**Provided entries:**
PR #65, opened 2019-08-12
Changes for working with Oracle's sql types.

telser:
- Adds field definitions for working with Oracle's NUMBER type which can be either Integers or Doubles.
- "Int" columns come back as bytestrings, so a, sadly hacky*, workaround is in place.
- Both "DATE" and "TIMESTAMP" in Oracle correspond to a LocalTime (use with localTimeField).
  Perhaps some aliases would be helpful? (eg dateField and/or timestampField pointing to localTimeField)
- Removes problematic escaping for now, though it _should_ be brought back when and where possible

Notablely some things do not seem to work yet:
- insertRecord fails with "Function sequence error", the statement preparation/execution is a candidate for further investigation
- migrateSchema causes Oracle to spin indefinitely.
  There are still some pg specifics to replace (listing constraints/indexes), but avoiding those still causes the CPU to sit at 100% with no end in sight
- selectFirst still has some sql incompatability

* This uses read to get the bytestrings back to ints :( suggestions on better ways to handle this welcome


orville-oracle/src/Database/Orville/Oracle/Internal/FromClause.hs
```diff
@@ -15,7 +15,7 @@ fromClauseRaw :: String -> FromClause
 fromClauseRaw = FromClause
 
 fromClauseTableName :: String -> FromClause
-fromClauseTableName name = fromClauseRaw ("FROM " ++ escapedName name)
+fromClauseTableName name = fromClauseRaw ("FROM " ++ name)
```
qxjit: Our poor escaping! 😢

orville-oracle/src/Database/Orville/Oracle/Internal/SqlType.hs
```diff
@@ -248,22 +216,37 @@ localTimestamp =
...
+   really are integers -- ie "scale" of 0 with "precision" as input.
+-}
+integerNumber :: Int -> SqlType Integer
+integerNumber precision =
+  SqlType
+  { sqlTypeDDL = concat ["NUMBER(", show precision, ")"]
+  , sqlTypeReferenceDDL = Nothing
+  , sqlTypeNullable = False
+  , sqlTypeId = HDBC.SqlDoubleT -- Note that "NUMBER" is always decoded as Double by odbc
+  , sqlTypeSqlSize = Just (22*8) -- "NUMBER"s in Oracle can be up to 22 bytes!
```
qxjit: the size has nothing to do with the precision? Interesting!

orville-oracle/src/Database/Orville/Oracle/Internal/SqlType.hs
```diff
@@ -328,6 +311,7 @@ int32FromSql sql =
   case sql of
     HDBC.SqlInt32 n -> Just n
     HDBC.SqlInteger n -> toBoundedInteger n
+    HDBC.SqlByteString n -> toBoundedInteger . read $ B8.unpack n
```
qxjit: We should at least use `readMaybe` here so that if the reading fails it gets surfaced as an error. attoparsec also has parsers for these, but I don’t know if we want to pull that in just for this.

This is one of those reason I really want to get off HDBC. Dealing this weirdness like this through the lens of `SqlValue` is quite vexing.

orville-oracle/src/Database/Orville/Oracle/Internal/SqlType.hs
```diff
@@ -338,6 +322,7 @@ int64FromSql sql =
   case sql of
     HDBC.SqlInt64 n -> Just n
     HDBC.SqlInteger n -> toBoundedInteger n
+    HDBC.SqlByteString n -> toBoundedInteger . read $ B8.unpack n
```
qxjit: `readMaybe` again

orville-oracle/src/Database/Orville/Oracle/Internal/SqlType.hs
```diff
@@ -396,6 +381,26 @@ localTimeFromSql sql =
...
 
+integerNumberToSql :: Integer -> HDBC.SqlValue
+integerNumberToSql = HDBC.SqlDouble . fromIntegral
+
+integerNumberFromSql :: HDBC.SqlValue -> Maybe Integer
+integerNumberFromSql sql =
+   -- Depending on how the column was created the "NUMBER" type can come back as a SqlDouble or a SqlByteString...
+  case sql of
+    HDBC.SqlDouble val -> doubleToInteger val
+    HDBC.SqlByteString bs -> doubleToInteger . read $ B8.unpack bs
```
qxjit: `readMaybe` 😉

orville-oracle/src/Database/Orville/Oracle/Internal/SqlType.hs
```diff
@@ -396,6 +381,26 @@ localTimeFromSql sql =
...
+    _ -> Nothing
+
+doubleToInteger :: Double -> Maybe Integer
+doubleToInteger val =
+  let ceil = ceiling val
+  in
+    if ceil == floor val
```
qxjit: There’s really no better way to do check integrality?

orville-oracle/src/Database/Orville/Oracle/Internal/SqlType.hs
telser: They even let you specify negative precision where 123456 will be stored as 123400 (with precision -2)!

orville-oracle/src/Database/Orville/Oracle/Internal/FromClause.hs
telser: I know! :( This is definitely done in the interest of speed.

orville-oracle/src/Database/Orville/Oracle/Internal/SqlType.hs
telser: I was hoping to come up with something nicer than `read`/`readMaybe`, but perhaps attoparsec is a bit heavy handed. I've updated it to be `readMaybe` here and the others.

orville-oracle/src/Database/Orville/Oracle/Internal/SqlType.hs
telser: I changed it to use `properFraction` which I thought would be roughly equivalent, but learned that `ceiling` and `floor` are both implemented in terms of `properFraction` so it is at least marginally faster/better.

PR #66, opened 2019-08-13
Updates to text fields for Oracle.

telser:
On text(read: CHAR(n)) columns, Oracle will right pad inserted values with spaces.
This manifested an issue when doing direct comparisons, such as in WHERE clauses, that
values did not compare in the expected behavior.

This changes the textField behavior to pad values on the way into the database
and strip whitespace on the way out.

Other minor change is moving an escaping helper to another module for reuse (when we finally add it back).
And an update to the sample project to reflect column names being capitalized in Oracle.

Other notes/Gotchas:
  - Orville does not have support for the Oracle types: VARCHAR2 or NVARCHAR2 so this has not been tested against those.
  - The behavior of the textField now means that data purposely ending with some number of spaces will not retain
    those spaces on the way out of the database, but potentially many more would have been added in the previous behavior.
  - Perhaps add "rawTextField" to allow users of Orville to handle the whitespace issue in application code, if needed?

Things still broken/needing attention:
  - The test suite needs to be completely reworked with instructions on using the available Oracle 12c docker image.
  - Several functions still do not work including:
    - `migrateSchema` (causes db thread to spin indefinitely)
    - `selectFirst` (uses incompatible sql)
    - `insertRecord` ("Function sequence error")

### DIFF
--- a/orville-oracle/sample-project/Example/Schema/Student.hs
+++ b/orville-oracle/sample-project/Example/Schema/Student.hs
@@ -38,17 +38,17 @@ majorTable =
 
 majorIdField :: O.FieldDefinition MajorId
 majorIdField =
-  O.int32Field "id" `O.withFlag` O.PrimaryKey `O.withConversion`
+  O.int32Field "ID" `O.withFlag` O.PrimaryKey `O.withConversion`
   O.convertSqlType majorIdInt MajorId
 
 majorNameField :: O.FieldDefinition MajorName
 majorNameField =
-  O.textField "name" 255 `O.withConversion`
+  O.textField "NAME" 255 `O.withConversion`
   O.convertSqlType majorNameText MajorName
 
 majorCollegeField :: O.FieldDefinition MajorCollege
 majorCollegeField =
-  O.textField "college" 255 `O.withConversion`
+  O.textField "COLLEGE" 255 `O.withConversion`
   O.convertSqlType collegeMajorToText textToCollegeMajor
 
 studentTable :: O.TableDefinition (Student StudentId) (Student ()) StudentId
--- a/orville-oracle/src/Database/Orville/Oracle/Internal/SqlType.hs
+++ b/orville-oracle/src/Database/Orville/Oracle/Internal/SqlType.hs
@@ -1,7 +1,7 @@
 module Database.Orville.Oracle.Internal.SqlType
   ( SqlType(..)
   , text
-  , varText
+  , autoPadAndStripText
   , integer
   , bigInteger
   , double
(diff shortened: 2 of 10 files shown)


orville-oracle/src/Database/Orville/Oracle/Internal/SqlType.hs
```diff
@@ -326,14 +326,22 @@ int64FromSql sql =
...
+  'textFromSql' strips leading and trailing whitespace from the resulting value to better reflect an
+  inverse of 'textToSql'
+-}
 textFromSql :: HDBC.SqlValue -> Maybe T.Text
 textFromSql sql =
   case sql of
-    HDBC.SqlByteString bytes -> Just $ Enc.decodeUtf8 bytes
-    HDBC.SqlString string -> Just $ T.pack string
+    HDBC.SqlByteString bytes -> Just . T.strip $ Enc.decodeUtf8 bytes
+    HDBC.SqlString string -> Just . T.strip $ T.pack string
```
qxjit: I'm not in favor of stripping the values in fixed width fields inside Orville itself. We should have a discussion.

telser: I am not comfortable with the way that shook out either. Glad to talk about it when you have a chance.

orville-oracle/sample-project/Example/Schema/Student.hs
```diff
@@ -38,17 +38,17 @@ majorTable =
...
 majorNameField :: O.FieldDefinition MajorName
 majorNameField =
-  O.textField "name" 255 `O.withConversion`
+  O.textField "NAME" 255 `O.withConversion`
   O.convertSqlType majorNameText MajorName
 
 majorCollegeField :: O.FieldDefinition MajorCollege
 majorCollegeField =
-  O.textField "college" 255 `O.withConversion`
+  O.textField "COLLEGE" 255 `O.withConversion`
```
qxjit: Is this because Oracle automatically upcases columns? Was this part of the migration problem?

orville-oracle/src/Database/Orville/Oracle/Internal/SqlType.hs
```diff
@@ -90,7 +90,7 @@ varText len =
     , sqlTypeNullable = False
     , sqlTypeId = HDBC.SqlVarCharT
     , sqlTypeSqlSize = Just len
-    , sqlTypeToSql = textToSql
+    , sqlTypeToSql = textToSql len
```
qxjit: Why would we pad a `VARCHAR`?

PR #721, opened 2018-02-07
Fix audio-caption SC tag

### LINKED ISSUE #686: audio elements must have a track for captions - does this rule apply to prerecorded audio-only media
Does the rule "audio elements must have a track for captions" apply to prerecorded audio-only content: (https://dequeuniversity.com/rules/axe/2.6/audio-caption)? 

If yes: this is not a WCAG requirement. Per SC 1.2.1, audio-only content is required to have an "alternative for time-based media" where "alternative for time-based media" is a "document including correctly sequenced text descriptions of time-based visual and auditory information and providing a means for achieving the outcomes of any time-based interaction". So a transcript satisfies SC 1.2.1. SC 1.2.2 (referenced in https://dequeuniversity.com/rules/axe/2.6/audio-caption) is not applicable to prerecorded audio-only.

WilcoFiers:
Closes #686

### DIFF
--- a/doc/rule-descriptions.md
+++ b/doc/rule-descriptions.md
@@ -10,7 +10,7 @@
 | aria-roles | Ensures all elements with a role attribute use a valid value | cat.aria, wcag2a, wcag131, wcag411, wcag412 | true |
--
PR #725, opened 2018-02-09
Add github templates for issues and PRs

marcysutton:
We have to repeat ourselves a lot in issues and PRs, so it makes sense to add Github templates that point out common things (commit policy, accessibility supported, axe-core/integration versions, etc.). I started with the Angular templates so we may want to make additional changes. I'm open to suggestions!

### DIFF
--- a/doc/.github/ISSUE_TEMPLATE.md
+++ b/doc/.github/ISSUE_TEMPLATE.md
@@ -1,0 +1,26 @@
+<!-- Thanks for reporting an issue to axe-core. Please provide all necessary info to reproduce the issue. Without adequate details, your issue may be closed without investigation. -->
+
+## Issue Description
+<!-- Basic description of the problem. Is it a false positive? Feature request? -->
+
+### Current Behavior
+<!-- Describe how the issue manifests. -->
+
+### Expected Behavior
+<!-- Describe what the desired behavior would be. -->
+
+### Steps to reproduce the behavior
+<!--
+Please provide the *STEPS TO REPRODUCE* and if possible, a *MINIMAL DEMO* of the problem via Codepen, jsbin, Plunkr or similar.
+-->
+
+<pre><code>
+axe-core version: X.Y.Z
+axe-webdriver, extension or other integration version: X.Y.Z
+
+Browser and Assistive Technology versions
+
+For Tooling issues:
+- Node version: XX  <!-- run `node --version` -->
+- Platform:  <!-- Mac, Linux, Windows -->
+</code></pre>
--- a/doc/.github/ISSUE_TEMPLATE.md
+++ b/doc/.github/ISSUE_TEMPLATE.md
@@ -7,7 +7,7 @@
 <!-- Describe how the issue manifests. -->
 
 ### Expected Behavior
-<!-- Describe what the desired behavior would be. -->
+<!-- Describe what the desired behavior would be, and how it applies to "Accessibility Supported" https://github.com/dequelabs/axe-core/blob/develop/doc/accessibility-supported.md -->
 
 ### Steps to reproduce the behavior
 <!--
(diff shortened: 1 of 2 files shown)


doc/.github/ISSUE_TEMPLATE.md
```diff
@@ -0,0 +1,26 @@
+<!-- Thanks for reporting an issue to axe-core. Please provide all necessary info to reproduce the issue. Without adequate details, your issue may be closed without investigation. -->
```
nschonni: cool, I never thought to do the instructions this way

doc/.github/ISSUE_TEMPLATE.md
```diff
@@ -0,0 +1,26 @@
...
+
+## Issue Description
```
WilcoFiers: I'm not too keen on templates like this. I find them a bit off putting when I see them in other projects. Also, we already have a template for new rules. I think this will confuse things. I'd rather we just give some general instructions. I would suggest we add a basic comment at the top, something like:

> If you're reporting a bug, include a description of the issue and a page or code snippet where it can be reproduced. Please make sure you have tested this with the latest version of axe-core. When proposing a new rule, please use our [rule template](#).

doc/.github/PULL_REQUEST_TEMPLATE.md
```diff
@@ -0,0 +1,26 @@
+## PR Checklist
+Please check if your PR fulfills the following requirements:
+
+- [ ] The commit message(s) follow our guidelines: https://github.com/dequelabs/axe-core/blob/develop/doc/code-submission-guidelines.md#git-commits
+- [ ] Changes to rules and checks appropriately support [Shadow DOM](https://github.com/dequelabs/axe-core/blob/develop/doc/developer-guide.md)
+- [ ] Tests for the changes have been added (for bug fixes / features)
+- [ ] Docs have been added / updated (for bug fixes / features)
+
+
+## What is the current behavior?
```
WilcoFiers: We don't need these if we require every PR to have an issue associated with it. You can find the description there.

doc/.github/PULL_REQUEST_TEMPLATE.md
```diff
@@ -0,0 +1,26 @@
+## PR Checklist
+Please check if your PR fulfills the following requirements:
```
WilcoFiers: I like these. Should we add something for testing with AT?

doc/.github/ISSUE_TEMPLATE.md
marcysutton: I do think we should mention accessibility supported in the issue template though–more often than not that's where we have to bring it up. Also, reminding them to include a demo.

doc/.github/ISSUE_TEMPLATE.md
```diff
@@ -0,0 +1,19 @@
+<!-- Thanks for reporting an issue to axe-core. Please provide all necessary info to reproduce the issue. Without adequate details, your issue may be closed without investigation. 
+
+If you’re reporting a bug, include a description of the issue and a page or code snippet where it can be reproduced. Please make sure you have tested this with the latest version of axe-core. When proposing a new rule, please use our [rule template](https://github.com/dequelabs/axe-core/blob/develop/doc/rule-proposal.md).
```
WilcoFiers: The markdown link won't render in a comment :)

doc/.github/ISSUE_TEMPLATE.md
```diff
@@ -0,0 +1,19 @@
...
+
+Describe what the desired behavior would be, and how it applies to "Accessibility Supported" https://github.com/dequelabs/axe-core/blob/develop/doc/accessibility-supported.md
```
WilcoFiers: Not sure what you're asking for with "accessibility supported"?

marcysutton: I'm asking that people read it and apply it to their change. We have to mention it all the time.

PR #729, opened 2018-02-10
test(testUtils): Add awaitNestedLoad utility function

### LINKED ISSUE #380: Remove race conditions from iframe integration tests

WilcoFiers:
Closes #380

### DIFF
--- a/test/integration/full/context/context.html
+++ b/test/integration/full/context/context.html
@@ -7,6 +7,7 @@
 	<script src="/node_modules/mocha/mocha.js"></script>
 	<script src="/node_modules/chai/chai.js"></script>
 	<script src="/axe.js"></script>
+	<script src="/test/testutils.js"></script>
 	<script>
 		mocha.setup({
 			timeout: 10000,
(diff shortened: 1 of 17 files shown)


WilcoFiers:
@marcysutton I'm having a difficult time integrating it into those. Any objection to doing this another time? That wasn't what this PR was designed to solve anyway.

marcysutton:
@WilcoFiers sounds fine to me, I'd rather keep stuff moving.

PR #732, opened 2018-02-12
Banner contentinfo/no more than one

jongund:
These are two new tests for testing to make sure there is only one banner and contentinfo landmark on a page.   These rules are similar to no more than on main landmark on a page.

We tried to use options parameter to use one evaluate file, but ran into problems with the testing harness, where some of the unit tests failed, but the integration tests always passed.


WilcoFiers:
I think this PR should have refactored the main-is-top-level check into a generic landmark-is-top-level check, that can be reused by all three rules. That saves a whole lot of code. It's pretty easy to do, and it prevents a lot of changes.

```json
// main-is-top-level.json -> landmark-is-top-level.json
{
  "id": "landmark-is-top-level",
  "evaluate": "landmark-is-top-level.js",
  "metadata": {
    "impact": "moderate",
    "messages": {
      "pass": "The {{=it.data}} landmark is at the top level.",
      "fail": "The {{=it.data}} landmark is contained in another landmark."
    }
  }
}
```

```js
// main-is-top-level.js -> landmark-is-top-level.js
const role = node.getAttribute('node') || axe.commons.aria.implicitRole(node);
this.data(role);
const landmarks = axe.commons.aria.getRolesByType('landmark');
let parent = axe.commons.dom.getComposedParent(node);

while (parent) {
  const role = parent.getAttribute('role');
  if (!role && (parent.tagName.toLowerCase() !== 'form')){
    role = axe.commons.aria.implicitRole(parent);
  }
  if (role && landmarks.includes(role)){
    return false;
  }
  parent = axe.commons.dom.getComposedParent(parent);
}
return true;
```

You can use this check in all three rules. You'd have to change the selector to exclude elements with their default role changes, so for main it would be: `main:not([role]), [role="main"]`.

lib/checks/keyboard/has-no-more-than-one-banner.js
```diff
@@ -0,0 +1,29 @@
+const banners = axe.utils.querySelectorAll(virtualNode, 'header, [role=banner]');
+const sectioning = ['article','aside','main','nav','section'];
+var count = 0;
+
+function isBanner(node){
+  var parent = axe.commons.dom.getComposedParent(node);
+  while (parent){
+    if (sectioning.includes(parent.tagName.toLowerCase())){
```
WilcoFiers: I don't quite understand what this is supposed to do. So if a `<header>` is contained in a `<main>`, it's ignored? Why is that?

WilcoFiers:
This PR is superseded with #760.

**What you are asked to do:** Within the data above, pick out all lines holding the word "mention".

**Response:**
marcysutton: I do think we should mention accessibility supported in the issue template though–more often than not that's where we have to bring it up. Also, reminding them to include a demo.
marcysutton: I'm asking that people read it and apply it to their change. We have to mention it all the time.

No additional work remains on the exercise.